The small and functional office of Dani Dayan (Buenos Aires, 1955) becomes even smaller in comparison with the monumentality of the Holocaust Museum over which he presides. Of Argentine origin – his Buenos Aires accent continues there – and emigrated to Israel in 1971, Dayan is a former technology entrepreneur, former leader of the entity that brings together the majority of Jewish settlements in the West Bank, and former consul general in New York. He sees genocidal ideas in October 7 and not in the Israeli retaliation in Gaza.
The Holocaust Museum is Yad Vashem in Hebrew (Monument and Names), emphasizing that every victim is a person with a name and not a number. Is it forgotten in every conflict and is it happening now to Israel with Gaza?
One of the quotes that moves me most from the Holocaust is from a Dutch Jewish survivor who says that the Holocaust was not the murder of six million Jews, but six million murders.
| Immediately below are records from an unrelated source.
PR #36, opened 2016-08-31
Call WriteHeader after changing headers

kvigen:
According to the docs: "Changing the header after a call to
WriteHeader (or Write) has no effect unless the modified headers
were declared as trailers"

So let's do it in the other order.

Will add some tests tomorrow


kvigen:
cc @samfishman

rgarcia:
lgtm, should add tests

PR #39, opened 2016-08-31
simplify interface for single-input operations

rgarcia:
This is a breaking change to the server / client interface. It changes the interface definition for an operation like this

```yaml
    post:
      operationId: createBook
      description: Creates a book
      parameters:
        - name: newBook
          in: body
          schema:
            $ref: "#/definitions/Book"
      responses:
        200:
          description: "Success"
          schema:
            $ref: "#/definitions/Book"
```

from 

```go
CreateBook(ctx context.Context, i *models.CreateBookInput) (*models.Book, error)
...
type CreateBookInput struct {
	NewBook *Book
}
```

to

```go
CreateBook(ctx context.Context, i *models.Book) (*models.Book, error)
```

Generally speaking it will remove the wrapper input struct for any operation that has a single input in the body of the request.

cc @carolinemodic who brought this up in reviewing matchmaker-service.

### DIFF
--- a/client/genclients.go
+++ b/client/genclients.go
@@ -26,6 +26,7 @@ import (
 		"strconv"
 		"encoding/json"
 		"strconv"
+
 		"%s/models"
 )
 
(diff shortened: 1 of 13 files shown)


swagger/operation.go
```diff
@@ -7,13 +7,30 @@ import (
...
 // Interface returns the interface for an operation
 func Interface(op *spec.Operation) string {
 	capOpID := Capitalize(op.ID)
 
-	// Don't add the input parameter argument unless there are some arguments
+	// Don't add the input parameter argument unless there are some arguments.
+	// If a method has a single input parameter, and it's a schema, make the
+	// generated type for that schema the input of the method.
+	// TODO: If a method has a single input parameter, and it's a simple type (int/string),
+	// make that the input of the method.
```
rgarcia: @kvigen left this as a TODO since I think it will involve adding a new method to the test swagger definition, and so might be a bigger change involving new tests, etc.

swagger/operation.go
```diff
@@ -7,13 +7,30 @@ import (
 	"github.com/go-openapi/spec"
 )
 
+// SingleInputSchemaParameterOp returns true if the operation has a single,
+// schema'd body input. It also returns the name of the model (without "models.").
+func SingleSchemaedBodyParameter(op *spec.Operation) (bool, string) {
+	if len(op.Parameters) == 1 && op.Parameters[0].ParamProps.Schema != nil {
+		typ, _ := TypeFromSchema(op.Parameters[0].ParamProps.Schema, false)
```
kvigen: panic if there's an error here?

swagger/swagger.go
```diff
@@ -44,8 +44,19 @@ func ImportStatements(imports []string) string {
 	if len(imports) == 0 {
 		return ""
 	}
+	remoteImports := []string{}
```
kvigen: what is this for?

rgarcia: ah sorry, on a whim I changed this so that imports follow `goimports` style of putting built-in imports at the top and third party imports at the bottom

client/genclients.go
```diff
@@ -126,15 +127,31 @@ func buildRequestCode(op *spec.Operation, method string) string {
 
 	for _, param := range op.Parameters {
 		if param.In == "body" {
-			bodyMarshalCode := fmt.Sprintf(`
+			singleInputSchema, _ := swagger.SingleSchemaedBodyParameter(op)
+			var bodyMarshalCode string
+			if singleInputSchema == true {
```
kvigen: no need for ``== true` here

swagger/operation.go
kvigen: sounds good. leave that in the doc so we can re-prioritize later?

kvigen:
lgtm other than the few minor comments!

swagger/operation.go
rgarcia: added to the doc

swagger/operation.go
rgarcia: b2acd5b

client/genclients.go
rgarcia: d736fba

PR #42, opened 2016-09-01
bugfix for single parameter methods

rgarcia:
Accidentally merged an `if` statement with an incorrect condition in the last PR. This fixes that and also adds a method that demonstrates the bug.


rgarcia:
@kvigen I might merge this now since master is in a bad state... please still review it, though!

kvigen:
lgtm. more tests!

PR #43, opened 2016-09-01
Custom string formats

kvigen:
This adds support for a `mongo-id` string format. It can be defined with a swagger.yml like:
```
authorID:
  type: string
  format: mongo-id
```

Right now it only applies to input parameters because as far as I can tell go-swagger doesn't add that type of validation to the objects defined in '#/definitions`. I think that's fine for now, as we can see how people use this and then adjust.

### DIFF
--- a/swagger.yml
+++ b/swagger.yml
@@ -33,6 +33,10 @@ paths:
           minimum: 2
           # This is a silly requirement, but let's add it to show how it would work
           multipleOf: 2
+        - name: authorID
+          in: query
+          type: string
+          format: "mongo-id"
         - name: authorization
           in: header
           type: string
@@ -168,6 +172,9 @@ definitions:
         type: integer
       name:
         type: string
+      author:
+        type: string
+        format: mongo-id
   Error:
     type: object
     properties:
--- a/swagger.yml
+++ b/swagger.yml
@@ -36,7 +36,7 @@ paths:
         - name: authorID
           in: query
           type: string
-          format: "mongo-id"
+          format: mongo-id
         - name: authorization
           in: header
           type: string
--- a/swagger/formats.go
+++ b/swagger/formats.go
@@ -1,0 +1,35 @@
+package swagger
+
+import (
+	"regexp"
+
+	"github.com/go-openapi/strfmt"
+)
+
+func InitCustomFormats() {
+	m := mongoID("")
+	strfmt.Default.Add("mongoID", &m, isMongoID)
+}
+
+var mongoRegExp = regexp.MustCompile("^[0-9a-f]{24}$")
+
+func isMongoID(str string) bool {
+	return mongoRegExp.MatchString(str)
+}
+
+type mongoID string
+
+// MarshalText turns this instance into text
+func (e mongoID) MarshalText() ([]byte, error) {
+	return []byte(string(e)), nil
+}
+
+// UnmarshalText hydrates this instance from text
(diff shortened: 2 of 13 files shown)


generated/models/inputs.go
```diff
@@ -85,6 +85,7 @@ func (i GetBooksInput) Validate() error {
 // GetBookByIDInput holds the input parameters for a getBookByID operation.
 type GetBookByIDInput struct {
 	BookID        int64
+	AuthorID      *string
```
kvigen: i thought about making this `bson.ObjectId`, but held off because it wouldn't be that in `book.go`. What do you think?

swagger.yml
```diff
@@ -33,6 +33,10 @@ paths:
           minimum: 2
           # This is a silly requirement, but let's add it to show how it would work
           multipleOf: 2
+        - name: authorID
+          in: query
+          type: string
+          format: "mongo-id"
```
rgarcia: nit: remove quotes to be consistent with `mongo-id` below

swagger/formats.go
```diff
@@ -0,0 +1,35 @@
...
+
+func InitCustomFormats() {
+	m := mongoID("")
+	strfmt.Default.Add("mongo-id", &m, isMongoID)
+}
+
+var mongoRegExp = regexp.MustCompile("^[0-9a-f]{24}$")
+
+func isMongoID(str string) bool {
+	return mongoRegExp.MatchString(str)
```
rgarcia: @agclever mentioned in another PR that the regexp condition might not be sufficient to identify valid ObjectIDs. If this is true, then we should use `bson.IsObjectIdHex`.

generated/models/inputs.go
rgarcia: Right now if you specify `date-time` or `email`, the type is a special non-string type from `strfmt`, so I could see making this an `bson.ObjectId` being consistent with that behavior. I don't feel strongly, though. We could wait and see how people use it.

swagger/formats.go
kvigen: i guess the timestamp part of it could be in the future, but that seems pathological

rgarcia: after reading the code in bson.go and `hex.Decode`, I now think the regexp check is fine

agclever: oops. seems like I am wrong there. In any case, would be nice if we used the `bson` package as the source of truth for this info. Also would be really helpful if `wag` just parsed `mongo-id` format strings into a `bson.ObjectId`.

rgarcia:
left some considerations, otherwise lgtm!

swagger/formats.go
kvigen: i thought about using a `bson.ObjectId` type and was torn. It makes things a bit easier for clients / servers, though maybe not that much easier. It also ties us more tightly to Mongo and I was a bit wary of making that even harder to change.

I definitely think this is worth re-visiting, but I'm not ready to commit yet. Let me know if you strongly disagree.

kvigen: I will just `bson.IsObjectIdHex` though. Just seems nicer.

kvigen: Oh, and one other thing. I couldn't see a way to make types marked `mongo-id` into `bson.ObjectId` in the go-swagger generated types, so our models would still be strings, and the inconsistency didn't seem great.

agclever: Makes sense. Seems like the approach with other field (like `email`) is to have a method extract the structured info. Don't have strong opinions on that.

PR #44, opened 2016-09-01
improved logging

rgarcia:
- add operation ID to all logs
- add span ID to all logs
- if returning `Default...` error types (i.e. 400 or 500), add the error text to the logs

This change will require users to upgrade to kayvee 4.1.0


kvigen:
lgtm!

PR #45, opened 2016-09-02
Write invalid code to file to debug

kvigen:
We used to write this to stdout, but I think it will be easier to debug
issues if we write it to a file because the Go error from Source has the
line number in the error. If we write the exact code to a file then the
line number will be easier to match.


rgarcia:
lgtm

PR #46, opened 2016-09-09
Ability to configure timeouts on all client requests

kvigen:
This change adds support for adding a timeout to all client requests. It is configurable in the same way that retries are configurable: both on the entire client or a particular request basis.

This seems like a generally useful thing and for now has a very simple interface.


kvigen:
cc @Christopher-Bradshaw since you were asking about this

rgarcia:
lgtm. Initially I was thinking the `context.Context` interface was good enough for this, but I see value in setting it once when creating a client.

Christopher-Bradshaw:
Very cool, thanks kv 👍

kvigen:
I also was thinking the `context.Context` interface was good enough until I got asked some questions about it.

PR #47, opened 2016-09-09
Log process metrics

kvigen:
Let's log process metrics by default so we get things like GC / heap
usage information. At some point we might consider more configurability,
including possibly https://golang.org/pkg/expvar/, but this seems like
an easy, low-impact way to start.


rgarcia:
lgtm once tests pass

PR #50, opened 2016-09-15
Enable pprof

kvigen:
I think we should enable this by default. We can go back and provide ways to turn it off later if need be.


rgarcia:
lgtm

PR #52, opened 2016-09-20
Stop cancelling requests before we're done with them

kvigen:
Before this change the call to `defer.Cancel()` (https://github.com/Clever/wag/compare/fix-timeout?expand=1#diff-4d03bde9e3d9e0386cf1997f5a89c53dL103) in the timeout doer
would cause us to cancel the underlying http request before we were
actually done processing it. For large response bodies this caused us to
get "request cancelled" errors while parsing the output.

We still want to call cancel based on the go documentation
https://github.com/golang/net/blob/master/context/go17.go#L53-L54 to
avoid temporarily leaking resources, so I decided to move the
cancellation up to the top level of code that handles http objects. This
way we only call cancel once we're actually done with the http request.


client/genclients.go
```diff
@@ -94,17 +92,27 @@ func methodCode(op *spec.Operation, basePath, method, methodPath string) string
...
 	// Add the opname for doers like tracing
 	ctx = context.WithValue(ctx, opNameCtx{}, "%s")
-	resp, err := c.requestDoer.Do(client, req.WithContext(ctx))
+	req = req.WithContext(ctx)
+	// Don't add the timeout in a "doer" because we don't want to call "defer.cancel()"
+	// until we've finished all the processing of the request object. Otherwise we'll cancel
+	// our own request before we've finished it.
+	if c.defaultTimeout != 0 {
+		ctx, cancel := context.WithTimeout(req.Context(), c.defaultTimeout)
+		defer cancel()
```
kvigen: I'm not totally sure what the Go http library does when this cancel gets called, but since we're done with the request I think it should be fairly safe. Let me know if you have any concerns. Otherwise I guess we just live with using extra memory...

test/server_test.go
```diff
@@ -269,7 +269,7 @@ func TestTimeout(t *testing.T) {
 	// Try with a global client setting
 	c = c.WithTimeout(10 * time.Millisecond)
 	err = c.HealthCheck(context.Background())
-	assert.Error(t, err)
+	require.Error(t, err)
 	assert.Equal(t, "context deadline exceeded", err.Error())
 
 }
```
rgarcia: is there an easy way to trigger the error behavior in a test? Would be nice to start locking down some of these behaviors

client/genclients.go
rgarcia: yeah seems fine to do it here

test/server_test.go
kvigen: added a test and confirmed that it failed before the change: https://github.com/Clever/wag/pull/52/commits/72dcb3eb93e3e7ceeda544c936d6e49e163c7609

kvigen:
i agree that we should re-consider the doer pattern at some point.

PR #53, opened 2016-09-21
Better logging

kvigen:
This changes a few things about our logging:
1. Instead of using the title from the swagger file, we let server
creators specify their own name. This provides a bit more flexilibity in
formatting conventions.
2. We log a counter every time the server starts to aid in debugging
server restart.

This is technically a breaking change, but given how easy the update is and how
few services are using this so far I think it's worth it.

### DIFF
--- a/gen-go/server/router.go
+++ b/gen-go/server/router.go
@@ -21,10 +21,11 @@ type Server struct {
 	// Handler should generally not be changed. It exposed to make testing easier.
 	Handler http.Handler
 	addr    string
+	l       *logger.Logger
 }
 
 // Serve starts the server. It will return if an error occurs.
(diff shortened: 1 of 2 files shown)


kvigen:
cc @mohit @natebrennand

rgarcia:
Part of me thinks this flexibility isn't necessary if we normalize the service names in the swagger.yml to lowercase and advise people that the service name should match the repo name. I think that solves the problem @natebrennand brought up in #eng-crew?

Other than that I think this is good.

kvigen:
I think you're right. Also, I started the auto-discovery client changes and realized that the service and repo name matching there would be convenient.

I will add to the docs that recommended naming convention and switch this over.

There was a victim in each of them. That goes for any conflict, of course. Every day the names of the soldiers who have fallen in battle and those of the victims of the October 7 massacre are published. It would be very important if that culture of remembrance existed in our enemies.
The dead in Gaza are more than 20,000, according to its authorities. Has war reached the point of dehumanizing the enemy and seeing them only as a number?
One of the first things the Nazis did was put numbers on the people arriving at the concentration camps; transform her into a number before enslaving and killing her. We agree on this: no person is a number. I do not hesitate to affirm it.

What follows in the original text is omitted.